By Ekim 17, 2018 No Comments







We’ve covered the subject of autoimmune diseases before:

“Autoimmune Diseases, Part I”, November 18, 2016,

“Autoimmune Diseases, Part II”,  November 25, 2016, and

“Autoimmune Diseases, Part III”, December 2, 2016.


There are actually 134 autoimmune diseases, and you can see them all on the following website.


Autoimmune diseases have become increasingly common; about 50 million Americans suffer from at least one kind.

If you have an autoimmune disease, it means that your body is basically attacking itself. Your immune system goes into overdrive and sees everything as a threat. Trying to protect you from this perceived danger, it starts fighting and attacking its own tissues and cells, mistaking them as the enemy.
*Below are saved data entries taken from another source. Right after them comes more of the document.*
PR #41, opened 2019-12-17
[BB-1624] Send ratio/budget alerts and calculate cell budgets

Agrendalath:
This adds periodic alerts for the budget/sustainability overflows.
It also changes cell budgets to be counted from cell-specific keys instead of cell members, so if somebody from SE logs time on BB ticket, this time is accounted to BB.

## Testing instructions 
1. (**Running this will take around 962 seconds**, so you can just leave it running in the background) Go to Django shell: `docker-compose -f local.yml exec django python manage.py shell_plus` and run:
   ```
      from sprints.sustainability.tasks import *
      validate_worklog_cache.delay(long_term=True, force_regenerate=True)
   ```
1. Navigate to frontend and run `npm i && npm start`.
1. Log in.
1. To test the cell budgets:
a) change both `From` and `To` dates to `2019/11/26`,
b) check `Period Spent` of Automation account for [Bebop](http://localhost:3000/board/26) (it should be 3),
c) check that the same as above for [Daniel](http://localhost:3000/board/24/user/Daniel%20Clemente%20Laboreo) is also 3.
1. To test notifications:
a) log into Django admin,
b) add [cell](http://localhost:8000/admin/sustainability/cell/) for `Bebop`,
c) add [budget](http://localhost:8000/admin/sustainability/budget/) for any account that has non-zero `YTD Spent`,
d) go to Django shell: `docker-compose -f local.yml exec django python manage.py shell_plus` and run:
      ```
         from sprints.sustainability.tasks import *
         send_email_alerts()
      ```
   e) check that the emails are outputted.


frontend/.env
```diff
@@ -4,4 +4,8 @@ REACT_APP_JIRA_URL=https://jira.server
 REACT_APP_MAX_NON_BILLABLE_TO_BILLABLE_RATIO=.4
 REACT_APP_MAX_NON_BILLABLE_TO_BILLABLE_CELL_RATIO=.3  # https://forum.opencraft.com/t/sustainability-dashboard/431/15
 REACT_APP_COMPANY_NAME=OpenCraft
-REACT_APP_ACCOUNT_STRIP_NAMES=[]  # If multiple names are provided, stripping is performed for each of them, honoring their order.
+# If multiple names are provided, stripping is performed for each of them, honoring their order.
```
Agrendalath: Local tests were breaking because of this.

frontend/package.json
```diff
@@ -12,7 +12,7 @@
     "react-google-login": "^5.0.5",
     "react-redux": "^7.1.0",
     "react-router-dom": "^5.0.1",
-    "react-scripts": "3.1.1",
+    "react-scripts": "^3.3.0",
```
Agrendalath: Patched some vulnerabilities.

sprints/sustainability/utils.py
```diff
@@ -43,6 +53,78 @@ def generate_month_range(start: str, end: str) -> Generator[Tuple[datetime, date
...
+                issues.update(new_issues)
+                cache.set(issues_key, issues, timeout)
+
+            worklogs = cache.get(worklogs_key) or {}
+            worklogs.update(new_worklogs)
+            cache.set(worklogs_key, worklogs, timeout)
+
+    return worklogs
+
+
```
Agrendalath: I don't like this approach, but that was the only thing I could think of, due to limited API.

sprints/dashboard/tasks.py
```diff
@@ -237,17 +238,18 @@ def complete_sprint_task(board_id: int) -> None:
...
             # Ensure that the next sprint exists. If it doesn't exist, create it.
-            future_next_sprint = get_next_sprint(sprints, next_sprint)
-            if not future_next_sprint:
-                create_next_sprint_task(board_id)
-                future_next_sprint = get_next_sprint(sprints, next_sprint)
+            # Get next sprint number for creating role tasks there.
+            if future_next_sprint := get_next_sprint(sprints, next_sprint):
+                future_next_sprint_number = get_sprint_number(future_next_sprint)
+            else:
+                future_next_sprint_number = create_next_sprint_task(board_id)
```
Agrendalath: That fixes a bug that we encountered once. After some optimizations we started using cached sprints to speed things up, but forgot to refresh it here.

requirements/production.txt
```diff
@@ -5,7 +5,7 @@
 gunicorn==19.9.0  # https://github.com/benoitc/gunicorn
 psycopg2==2.8 --no-binary psycopg2  # https://github.com/psycopg/psycopg2
 Collectfast==0.6.2  # https://github.com/antonagestam/collectfast
-sentry-sdk==0.8.0  # https://github.com/getsentry/sentry-python
+sentry-sdk==0.13.5  # https://github.com/getsentry/sentry-python
```
Agrendalath: It's good to have Redis integration for Sentry :)

frontend/.env
```diff
@@ -4,4 +4,8 @@ REACT_APP_JIRA_URL=https://jira.server
...
+REACT_APP_ACCOUNT_STRIP_NAMES=[]
```
Agrendalath: Local tests were breaking, because the comment was being caught as a part of the `REACT_APP_ACCOUNT_STRIP_NAMES` env variable.

sprints/sustainability/models.py
```diff
@@ -95,7 +108,8 @@ def calculate_budgets(self, start_date: datetime, end_date: datetime) -> None:
         # Calculate available budget for the next sprint.
         daily_budget: Dict[int, float] = {
             now.month: self.calculate_workday_budget(year, now.month, self.budgets[now.month - 1]),
-            now.month + 1: self.calculate_workday_budget(year, (now.month + 1) % 12, self.budgets[now.month % 12]),
+            (now.month + 1) % 12:
```
Agrendalath: This is weird, because I cannot reproduce it locally, but it's broken on prod. I tried debugging the prod and this should work.

sprints/dashboard/libs/jira.py
```diff
@@ -107,6 +112,25 @@ def report(self, from_: str, to: str) -> Report:
...
+
+        Limited to 1000 worklogs. Source:
+        https://developer.atlassian.com/cloud/jira/platform/rest/v3/?utm_source=%2Fcloud%2Fjira%2Fplatform%2Frest%2F&utm_medium=302#api-rest-api-3-worklog-list-post
+        """
+        aggregated_worklogs: List[Dict] = []
+        for chunk in chunks(worklogs, 1000):
+            r_json = self._session.post(
+                url=self._get_url('worklog/list', self.API_V2),
+                data=json.dumps({'ids': chunk}),
+            )
```
viadanna: Can these queries be crashing Jira?

sprints/sustainability/migrations/0002_auto_20191217_1049.py
```diff
@@ -0,0 +1,31 @@
+# Generated by Django 2.2.7 on 2019-12-17 10:49
```
viadanna: Can you rename this migration to something more explicit?

sprints/sustainability/models.py
viadanna: Not sure what you meant here but could it be that the key didn't `% 12` so it could go over 12?

sprints/sustainability/models.py
```diff
@@ -239,10 +273,43 @@ def _fetch_accounts_chunk(from_: str, to: str) -> Dict[str, Dict]:
...
+            sustainability[project] = responsible_hours
+
+        return sustainability
+
+    def get_accounts_remaining_time(self) -> Dict[str, float]:
+        """Retrieve time left of all fetched accounts."""
+        accounts: Dict[str, float] = {}
+        for category in settings.TEMPO_ACCOUNT_TRANSLATE.values():
+            for account in getattr(self, category):
+                accounts[account.name] = accounts.get(account.name, 0) + account.ytd_overall - account.ytd_goal
```
viadanna: This could be simplified by using a `defaultdict(float)` so just an `accounts[account.name] += ...` is necessary. Just a suggestion though, feel free to ignore.

sprints/sustainability/tasks.py
```diff
@@ -56,3 +67,71 @@ def validate_worklog_cache(long_term=True, force_regenerate=False) -> bool:
...
+    end_date = today.replace(day=last_day_of_month)
+    start_str = start_date.strftime(settings.JIRA_API_DATE_FORMAT)
+    end_str = end_date.strftime(settings.JIRA_API_DATE_FORMAT)
+    dashboard = SustainabilityDashboard(start_str, end_str)
+
+    # Send alerts for cells.
+    max_percentage_ratio = settings.SUSTAINABILITY_MAX_NON_BILLABLE_TO_BILLABLE_CELL_RATIO * 100
+    _send_email_alert(
+        dashboard.get_projects_sustainability(),
+        lambda k, v: v >= max_percentage_ratio and Cell.objects.filter(name=k).exists(),  # Ignore non-set projects.
```
viadanna: Instead of this cryptic line, what do you think of filtering the items beforehand and just passing to `_send_email_alert` whatever needs to be emailed?

This would make this behavior more explicit, easier to understand and remove the filtering from the function that send emails.

sprints/sustainability/utils.py
viadanna: Yeah, took me a while to follow this code. Not much to do with the limited API and the need to keep the cache in sync.

One idea is checking if [webhooks](https://developer.atlassian.com/server/jira/platform/webhooks/) would be able to push all updates to sprints so it does not need to pull anything. This would make sure the cache is always in sync and greatly reduce the queries and resource usage in Jira.

sprints/dashboard/libs/jira.py
Agrendalath: It's public Jira API, so we can assume it's stable. I tested this locally for all worklogs since 2015 (which is also included in the testing instructions in point 5) and it worked fine.

sprints/sustainability/utils.py
Agrendalath: Oh, that's a nice idea! Could you please add it to the forum thread as an idea of improving things?
However I see one nit with this approach:
> To register a webhook, you can use any of the following methods:
> 
>     - Jira administration console.
>     - Jira REST API (note that the user must have the Jira Administrators global permission).

sprints/sustainability/models.py
Agrendalath: Yeah, that was the point. It shouldn't and I cannot reproduce it, but [that has actually happened](https://sentry.io/organizations/opencraft/issues/1391629621/?project=1463533&query=url%3Ahttp%3A%2F%2Fapi.sprints.opencraft.com%2Fsustainability%2Fdashboard%2F). We don't have too much time here, so I just patched this without time-consuming digging.

sprints/sustainability/models.py
Agrendalath: Good point, I did this. I couldn't do it everywhere, though, because some changes would require upfront cache invalidation for compatibility.

sprints/sustainability/tasks.py
Agrendalath: Good idea to separate this. Done.

Agrendalath:
@viadanna, thank you for the review. I addressed your comments.

Agrendalath:
@viadanna, did the step **5** return `True` for you? Because this is what seems to be breaking in the second issue. Sorry for not mentioning this explicitly. Could you please run it with Celery: `validate_worklog_cache.delay(True, True)` and check the job's status with [Flower](http://localhost:5555/tasks) (you can find `CELERY_FLOWER_*` credentials in `.env` file)?

For the first one, though, it doesn't seem to be related to this PR, as no part of the `Sprint Dashboard` has changed. I'm trying to always make data backwards-compatible, but there were many changes since your last review here, so one pair of versions may be incompatible. Could you please clear your Local Storage?

PR #45, opened 2020-03-06
[BB-2184] Calculate overhead

Agrendalath:
## What it is
This changes the way we're calculating overhead. Previously only "year-to-date" overhead was calculated. Now we also have "Period Goal" column, which represents the goal budget between chosen `From` and `To` dates (both inclusive).
The "period overhead" is now calculated into sustainability. It is added to "Non-billable cell hours" and subtracted from "Billable cell hours".

## How it works
Under the hood, the whole mechanism for calculating budgets has been rewritten to be more generic and readable. Instead of considering months between dates, we're analyzing pairs of existing budgets. The new way for calculating budgets also fixes a bug related to calculating YTD goal between multiple years.
There is also a subtle change in calculating partial budgets - previously only workdays were taken into account - so the monthly budget was divided by number of working days in a month and then multiplied by number of the working days considered in a period that is not a full month. For making code more readable, calculations easier to verify and because of [this change](https://gitlab.com/opencraft/documentation/public/-/merge_requests/61), the monthly budget is now divided into number of days in the month and multiplied by all days in a period.

## Testing instructions 
1. Download fixtures from the ticket. Upload and install them with:
      ```bash
      docker cp /tmp/budgets.json sprints_django_1:/tmp/
      docker-compose -f local.yml exec django python manage.py loaddata /tmp/budgets.json
      ```
1. Log in.
1. Check for some periods (it can be a current day for quick check) that the overhead is calculated properly and is included in sustainability in a way that was described in the first section here.

### DIFF
--- a/sprints/sustainability/models.py
+++ b/sprints/sustainability/models.py
@@ -1,9 +1,6 @@
 import calendar
+import datetime
 from collections import defaultdict
-from datetime import (
-    datetime,
-    timedelta,
-)
 from multiprocessing.pool import ThreadPool
 from typing import (
     Dict,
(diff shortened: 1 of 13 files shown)


sprints/sustainability/utils.py
```diff
@@ -40,17 +40,26 @@ def split_accounts_into_categories(accounts: List[Account]) -> Dict[str, List[Ac
...
     """Generates months between `start` and `end` dates."""
     start_date = parse(start)
     end_date = parse(end)
 
     current_date = start_date.replace(day=1)  # First day of each month
-    while current_date < end_date:
-        last_day_of_month = calendar.monthrange(current_date.year, current_date.month)[1]
-        last_date_of_month = current_date.replace(day=last_day_of_month)
+    while current_date <= end_date:
+        last_date_of_month = current_date + relativedelta(day=31)
```
giovannicimolin: Months don't always have 31 days.
Won't this wrongly take into account a few days from the following month if the month has 30 or less days?

Agrendalath: `relativedelta` does `max(31, last_day_of_the_month)` :)

It actually implements more handy things, like "Last friday in this month." [which you can grep in these examples](https://dateutil.readthedocs.io/en/stable/examples.html).

giovannicimolin: Woah, nice! That's super handy.

Agrendalath: One more subtle thing here about singulars and plurals for `relativedelta` - it might be handy in other parts of this review. Singulars **replace** the part within a range, while plurals **calculate the actual delta**:
```
year, month, day, hour, minute, second, microsecond:
    Absolute information (argument is singular); adding or subtracting a
    relativedelta with absolute information does not perform an arithmetic
    operation, but rather REPLACES the corresponding value in the
    original datetime with the value(s) in relativedelta.

years, months, weeks, days, hours, minutes, seconds, microseconds:
    Relative information, may be negative (argument is plural); adding
    or subtracting a relativedelta with relative information performs
    the corresponding arithmetic operation on the original datetime value
    with the information in the relativedelta.
```

sprints/sustainability/models.py
```diff
@@ -309,54 +366,3 @@ def get_accounts_remaining_time(self) -> Dict[str, float]:
...
-    def __str__(self):
-        return f"{self.name}: {self.date.strftime('%Y-%m')}"
-
-
-class Account(models.Model):
-    """
-    Stores email addresses for sending notifications about problems with the budgets of the account.
-    """
-    name = models.CharField(max_length=255, help_text="Account's name.")
-    alert_emails = ArrayField(
```
giovannicimolin: @Agrendalath How did we replace this? Are some emails still being notified?

Agrendalath: I just had to move `Budget` model to the top of this file, because `typing` was not detecting it from the bottom. I moved `Account` and `Cell` as well to have the consistency of class definitions.

sprints/sustainability/models.py
```diff
@@ -13,21 +10,78 @@
...
+
+class Cell(models.Model):
+    """
+    Stores email addresses for notifications about problems with the sustainability of the project.
+
+    If the project is not added, notifications will not be sent for it.
+    """
+
+    name = models.CharField(max_length=255, help_text="Cell's name.")
+    alert_emails = ArrayField(
```
giovannicimolin: @Agrendalath Just found it here again. Sorry for the noise.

This can lead to pain, discomfort, and all kinds of issues depending on the autoimmune conditions you have.

There are many kinds of autoimmune diseases (see the above website), including Celiac disease, Hashimoto’s disease, Graves’ disease, diabetes, multiple sclerosis, psoriasis, rheumatoid arthritis, and inflammatory bowel disease.

Despite the wide range of different autoimmune diseases though, they all tend to have the same kind of triggers. If you avoid these common triggers, you can avoid flare-ups and reduce the symptoms.


5 Autoimmune Triggers You Can Avoid


  1. Sugar. Processed sugar is a common offender for anyone’s health. It leads to inflammation and can trigger autoimmune symptoms. Use organic honey, and eat dates, fruits, and root vegies for sweeteners.
  2. Quinoa. Though it is gluten-free and a trendy protein-rich pseudo grain, in large amounts it can actually provoke your immune system. Limit your quinoa consumption and stick to other gluten-free products instead.
  3. Gluten. Gluten is a well-known offender of health. People with Celiac disease know to stay away from it. However, it is destructive to anyone with any other autoimmune condition as well. Switch to gluten-free to stay safe.
  4. Dairy. Due to molecular mimicry, casein in dairy can act like gluten in your body. It can cause your immune system to go haywire and trigger your symptoms. Switch to plant based alternatives.
  5. Milk chocolate. It may be yummy, but all the refined sugar, dairy, unhealthy fats, and possible artificial ingredients make milk chocolate the enemy. Switch to dairy-free, extra dark chocolate, raw cacao, and carob products. If you need sweetness, fruit and root-vegies are your best options.

If you avoid these triggers, you can reduce your risk of autoimmune flare up.